The Data Scientist is responsible for designing, developing, implementing, and testing statistical and machine learning models that are the core components and integrated modules of Cognistx’s products and services. This role requires continuous improvement and maintenance of the algorithms and code routines. This position participates in the design, planning, and coding activities with other staff members such as Software Engineers, Product Managers, Cloud Specialists. An additional key function of the role is client interaction and communication in order to gather requirements and present results.

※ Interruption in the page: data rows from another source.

PR #1908, opened 2020-06-11
refactor: Minor controller refactoring

soluchok:
* fixes swagger documentation
* changes `presentproof` and `issuecredential` request payload

### DIFF
--- a/cmd/aries-js-worker/src/agent-rest-client.js
+++ b/cmd/aries-js-worker/src/agent-rest-client.js
@@ -329,7 +329,7 @@ export const Client = class {
                 method: r.method,
                 url: url,
                 headers: headers,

- Client data science requirements gathering to define analytic/predictive objectives of Cognistx projects and/or products, involving different industries and backgrounds
- Data gap analysis, followed by the development and execution of data analysis plans
- Execution of data analysis projects by a) documenting the client’s requirements (including statistical analysis & visualization of data, data sampling, cleaning, and preprocessing), b) design, creation, and optimization of statistical machine learning models to provide desired analytic capability (clustering, classification, matching/retrieval, predictive analysis, regression, anomaly detection, etc.) on large-scale, real-world datasets
- Identify tradeoffs among data science techniques and contrast design alternatives, within the context of specific data science projects; apply and customize ensembles of trained models and coded modules for application-specific data science requirements and objectives
- Best-practices implementation, maintenance, and continuous improvement of created platforms and/or models, along with formal documentation and design/documentation reviews
- Writing, communicating, and presenting results and findings to both technical and non-technical audiences
- Research activities on special projects focused on increasing the company’s specialization and knowledge in a specific field related to Machine Learning and Artificial Intelligence.

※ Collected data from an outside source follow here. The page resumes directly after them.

Issue #811, opened 2019-11-14
Support for User Authentication


rolsonquadras:
DIDComm mediator stores and forwards the messages. There should be a way to authenticate the user, so that they can access their store/mailbox.

rolsonquadras:
This feature can be divided into following components:
- Service Layer
- Store the messages when registered agent is unavailable
- Integrate with framework
- Client Layer
- BDD tests

m00sey:
Can you elaborate on what is required for "Integrate with framework"

Internally we initialized using

```	
framework, err := aries.New(
		aries.WithTransportReturnRoute("all"),
		aries.WithOutboundTransports(ws.NewOutbound()),
		aries.WithStoreProvider(mem.NewProvider()),
		aries.WithProtocols(messagepickupSvc.ServiceCreator(), basicmessageSvc.ServiceCreator()),
	)
if err != nil {
    nil, err
}
```

llorllale:
@m00sey the question on my mind is: how will the `messagepickup` protocol be integrated with the `mediator` one?

m00sey:
We had our own router implementation but didn't get it submitted before you published `mediator`, I am going to be working on that integration.

rolsonquadras:
> Can you elaborate on what is required for "Integrate with framework"
> 
> Internally we initialized using
> 
> ```
> framework, err := aries.New(
> 		aries.WithTransportReturnRoute("all"),
> 		aries.WithOutboundTransports(ws.NewOutbound()),
> 		aries.WithStoreProvider(mem.NewProvider()),
> 		aries.WithProtocols(messagepickupSvc.ServiceCreator(), basicmessageSvc.ServiceCreator()),
> 	)
> if err != nil {
>     nil, err
> }
> ```

It was been added to the default framework in https://github.com/hyperledger/aries-framework-go/pull/2001/files#diff-da8e5280b0328cb616f0b42390a35b00R72.

PR #1926, opened 2020-06-15
feat:  messagebox

m00sey:
**Title:**
proposed implementation for a messagebox feature

**Description:**
implements https://github.com/hyperledger/aries-framework-go/issues/811 service layer

Summary:

Introduction of a messagepickup service for storing messages until and edge agent collects.

I'd like to credit @pfeairheller for the original implementation.

Since this violates the ~500 line PR rule I wanted to get it out early for discussion.
I am still evaluating what BDD tests might be needed and will mark this current PR as draft.

I am making a corresponding PR to aries-rfcs, to update the type values of messages.
https://github.com/hyperledger/aries-rfcs/pull/500

### DIFF
--- a/pkg/didcomm/protocol/messagepickup/service.go
+++ b/pkg/didcomm/protocol/messagepickup/service.go
@@ -1,0 +1,569 @@
+/*
+Copyright Scoir Inc. All Rights Reserved.
+
+SPDX-License-Identifier: Apache-2.0
+*/
+
+package messagepickup
+
+import (
+	"encoding/json"
+	"fmt"
+	"sync"
+	"time"
+
+	"github.com/google/uuid"
+	"github.com/pkg/errors"
+
+	"github.com/hyperledger/aries-framework-go/pkg/common/log"
+	"github.com/hyperledger/aries-framework-go/pkg/didcomm/common/model"
+	"github.com/hyperledger/aries-framework-go/pkg/didcomm/common/service"
+	commtransport "github.com/hyperledger/aries-framework-go/pkg/didcomm/common/transport"
+	"github.com/hyperledger/aries-framework-go/pkg/didcomm/dispatcher"
+	"github.com/hyperledger/aries-framework-go/pkg/didcomm/protocol/decorator"
+	"github.com/hyperledger/aries-framework-go/pkg/didcomm/transport"
+	"github.com/hyperledger/aries-framework-go/pkg/framework/aries/api"
+	"github.com/hyperledger/aries-framework-go/pkg/storage"
+	"github.com/hyperledger/aries-framework-go/pkg/store/connection"
+)
+
+const (
+	// MessagePickup defines the protocol name
+	MessagePickup = "messagepickup"
+	// Spec defines the protocol spec
+	Spec = "https://didcomm.org/messagepickup/1.0/"
+	// StatusMsgType defines the protocol propose-credential message type.
+	StatusMsgType = Spec + "status"
+	// StatusRequestMsgType defines the protocol propose-credential message type.
+	StatusRequestMsgType = Spec + "status-request"
+	// BatchPickupMsgType defines the protocol offer-credential message type.
+	BatchPickupMsgType = Spec + "batch-pickup"
+	// BatchMsgType defines the protocol offer-credential message type.
+	BatchMsgType = Spec + "batch"
+	// NoopMsgType defines the protocol request-credential message type.
+	NoopMsgType = Spec + "noop"
+)
+
+const (
+	updateTimeout = 50 * time.Second
+
+	// Namespace is namespace of messagepickup store name
+	Namespace = "mailbox"
+)
+
+// ErrConnectionNotFound connection not found error
+var ErrConnectionNotFound = errors.New("connection not found")
+var logger = log.New("aries-framework/messagepickup")
+
+type provider interface {
+	OutboundDispatcher() dispatcher.Outbound
+	StorageProvider() storage.Provider
+	TransientStorageProvider() storage.Provider
+}
+
+type connections interface {
+	GetConnectionRecord(string) (*connection.Record, error)
+}
+
+// Service for the messagepickup protocol
+type Service struct {
+	connectionLookup connections
+	outbound         dispatcher.Outbound
+	msgStore         storage.Store
+	packager         commtransport.Packager
+	msgHandler       transport.InboundMessageHandler
+	batchMap         map[string]chan Batch
+	batchMapLock     sync.RWMutex
+	statusMap        map[string]chan Status
+	statusMapLock    sync.RWMutex
+	inboxLock        *lockbox
+}
+
+// ServiceCreator for the messagepickup protocol
+func ServiceCreator() api.ProtocolSvcCreator {
+	return func(prv api.Provider) (dispatcher.ProtocolService, error) {
+		tp, ok := prv.(transport.Provider)
+		if !ok {
+			return nil, errors.New("failed to cast transport provider")
+		}
+
+		return New(prv, tp)
+	}
+}
+
+// New returns the messagepickup service
+func New(prov provider, tp transport.Provider) (*Service, error) {
+	store, err := prov.StorageProvider().OpenStore(Namespace)
+	if err != nil {
+		return nil, fmt.Errorf("open mailbox store : %w", err)
+	}
+
+	connectionLookup, err := connection.NewLookup(prov)
+	if err != nil {
+		return nil, err
+	}
+
+	svc := &Service{
+		outbound:         prov.OutboundDispatcher(),
+		msgStore:         store,
+		connectionLookup: connectionLookup,
+		packager:         tp.Packager(),
+		msgHandler:       tp.InboundMessageHandler(),
+		batchMap:         make(map[string]chan Batch),
+		statusMap:        make(map[string]chan Status),
+		inboxLock:        newLockBox(),
+	}
+
+	return svc, nil
+}
+
+// HandleInbound handles inbound message pick up messages
+func (s *Service) HandleInbound(msg service.DIDCommMsg, myDID, theirDID string) (string, error) {
+	// perform action asynchronously
+	go func() {
+		var err error
+
+		switch msg.Type() {
+		case StatusMsgType:
+			err = s.handleStatus(msg)
+		case StatusRequestMsgType:
+			err = s.handleStatusRequest(msg, myDID, theirDID)
+		case BatchPickupMsgType:
+			err = s.handleBatchPickup(msg, myDID, theirDID)
+		case BatchMsgType:
+			err = s.handleBatch(msg)
+		case NoopMsgType:
+			err = s.handleNoop(msg)
+		}
+
+		if err != nil {
+			logger.Errorf("Error handling message: (%w)\n", err)
+		}
+	}()
+
+	return msg.ID(), nil
+}
+
+// HandleOutbound adherence to dispatcher.ProtocolService
+func (s *Service) HandleOutbound(_ service.DIDCommMsg, _, _ string) error {
+	return errors.New("not implemented")
+}
+
+// Accept checks whether the service can handle the message type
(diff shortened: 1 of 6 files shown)


llorllale:
@m00sey I think it's headed in the right direction. I am afraid of the coupled `getInbox/putInbox` pairs in `AddMessage` and `pullMessages`, especially the latter. Looks dangerous and prone to data loss. I think a lock on `theirDID` is needed.

m00sey:
> @m00sey I think it's headed in the right direction. I am afraid of the coupled `getInbox/putInbox` pairs in `AddMessage` and `pullMessages`, especially the latter. Looks dangerous and prone to data loss. I think a lock on `theirDID` is needed.

I added additional locks around each `theirDID` and a map to manage those mutex.

I am looking into why it thinks I have touched the additional six files, I don't see them in my `Files Changed` list and `make checks` passes locally.

llorllale:
@m00sey 

> > @m00sey I think it's headed in the right direction. I am afraid of the coupled `getInbox/putInbox` pairs in `AddMessage` and `pullMessages`, especially the latter. Looks dangerous and prone to data loss. I think a lock on `theirDID` is needed.
> 
> I added additional locks around each `theirDID` and a map to manage those mutex.
> 
> I am looking into why it thinks I have touched the additional six files, I don't see them in my `Files Changed` list and `make checks` passes locally.

Sorry for the late reply. I think the code looks correct, but now I regret having suggested to use locks. The code gets so complicated. 

But don't worry - we can merge this because it looks like it works without data loss. Just need to pass the checks and I think we can merge it.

- Some projects will require participation in defining the Statement of Work and project proposal to clients. Specifically defining the statistical models to implement based on the business objectives.
- Please note this job description is not designed to cover or contain a comprehensive listing of activities, duties, or responsibilities that are required of the employee for this job. Duties, responsibilities, and activities may change at any time with or without notice.
Required Education and Experience
- Masters degree in Computer Science or related (Data Science, Computer Engineering, Software Engineering, Statistics, Mathematics, Information Systems Management, etc.)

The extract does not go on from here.